No elephants: Breakthroughs in image generation

Capabilities and Perceived Breakthroughs

  • Many see GPT‑4o’s image generation as a “before/after” step: better prompt adherence, more consistent scenes, readable text, and convincing multi-step edits compared to earlier diffusion models.
  • Users highlight multimodal workflows: describing changes directly on an existing image, generating comics with consistent characters, UI mockups, marketing assets, YouTube thumbnails, and meme-style humor.
  • Some compare this favorably to Midjourney and Stable Diffusion, which were strong on aesthetics but weak at following detailed, structured prompts.

Limitations, Artifacts, and UX Friction

  • Edits often regenerate the entire image, subtly mutating unrelated elements (furniture, lighting, colors) with each pass; partial-edit tools don’t reliably confine changes.
  • Classic issues persist: distorted hands, eyes, scale errors, nonsense text, wrong numbers on gauges/watches, and odd geometry.
  • Negation (“no elephants”, “not green”) still degrades reliability; “pink elephant effect” is reduced but not gone.
  • Image generation remains slow or rate-limited for many, limiting play and iteration.

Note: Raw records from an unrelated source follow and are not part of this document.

PR #7894, opened 2024-12-14
fix(linter): add option "allowTypeImports" for rule "no-restricted-imports"

### LINKED ISSUE #7810: linter: `no-restricted-imports` missing option support for `allowTypeImports`, `allowImportNames`, `group`, ..

0.15.0

### What command did you run?

--

---

### What happened?

Because this is originally only a eslint rule, it does not support the option of the alias rule [@typescript-eslint/no-restricted-imports](https://typescript-eslint.io/rules/no-restricted-imports/).

See the implementation here: https://github.com/oxc-project/oxc/blob/74bf141b1a0b27123479156264eed0924fe8c36d/crates/oxc_linter/src/rules/eslint/no_restricted_imports.rs#L35-L40

I expect to use `allowTypeImports`  option

Sysix:
closes #7810


crates/oxc_linter/src/rules/eslint/no_restricted_imports.rs
```diff
@@ -1832,6 +2600,270 @@ fn test() {
         // ),
     ];
 
+    let fail_typescript = vec![
+        ("import foo from 'import1';", Some(serde_json::json!(["import1", "import2"]))),
+        // ("import foo = require('import1');", Some(serde_json::json!(["import1", "import2"]))),
```
Sysix, line 2605: @camc314 should we support this?
Notice the `import` at the start. There is no entry in `ModuleRecord` for it.
I searched a bit on the internet and it looks like this is a old syntax. 

There is 2 options how to solve this:
- fix `ModuleRecord` to implement this use case 
- loops to the AST nodes and find the require

I am not that good in typescript to understand what the best solution for the absurd syntax

Sysix: the team worked on some semantic about this. So it is still needed. Need to rethink the implementation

Practical Uses vs “Toy” Feeling

  • Some users report little real-world need—especially if they never used stock photos—seeing image/LLM tools as novelty, mood boards, or idea generators rather than serious production tools.
  • Others find them transformative for non-artists: quickly creating game assets, internal logos, classroom or hobby projects, kids’ games, and “good enough” website illustrations.
  • Compared to stock libraries, AI shines for highly specific or obscure concepts (e.g., “squirrels doing math in high school”), but still often fails when requirements are concrete and exacting.

Impact on Creative Labor and Copyright

  • Heated disagreement over whether using these tools “actively harms creative labor” or simply replaces work that was never going to hire an artist in the first place (e.g., incidental blog/slide images).
  • Fears that distinctive studio styles (e.g., anime/Ghibli) become trivial to imitate, devaluing decades of craft and encouraging AI “slop” over new visual languages.
  • Others argue style shouldn’t be protectable, that imitation has always existed, and that expanding copyright would mostly empower large companies, not small artists.
  • Broader copyright/IP debate: calls for shorter terms or revenue-based limits; skepticism that current law meaningfully protects most artists; speculation that regulation (GDPR/AI‑Act style) could eventually constrain AI training and use.

Content Pollution and Social Trajectory

  • Observations that YouTube, LinkedIn, and even local restaurants are already filling up with low-effort AI imagery (garbled menus, uncanny decor, template infographics).
  • Some experience a growing “ick” response to obviously AI-generated visuals, even while privately finding them useful for thinking or play.
  • Expectation that certain market segments (thumbnails, stock-like illustration, cheap animation inbetweening) will shift heavily to AI, while higher-end or more intentional work may resist.

Architecture and Open Questions

  • Curiosity about how “image tokens” work in autoregressive models; speculation that OpenAI uses a VAR-like, multi-scale token approach, possibly with additional agentic prompt-processing.
  • Recognition that open models and local equivalents still lag in multimodal integration and controllable editing, even as diffusion-based systems continue to improve.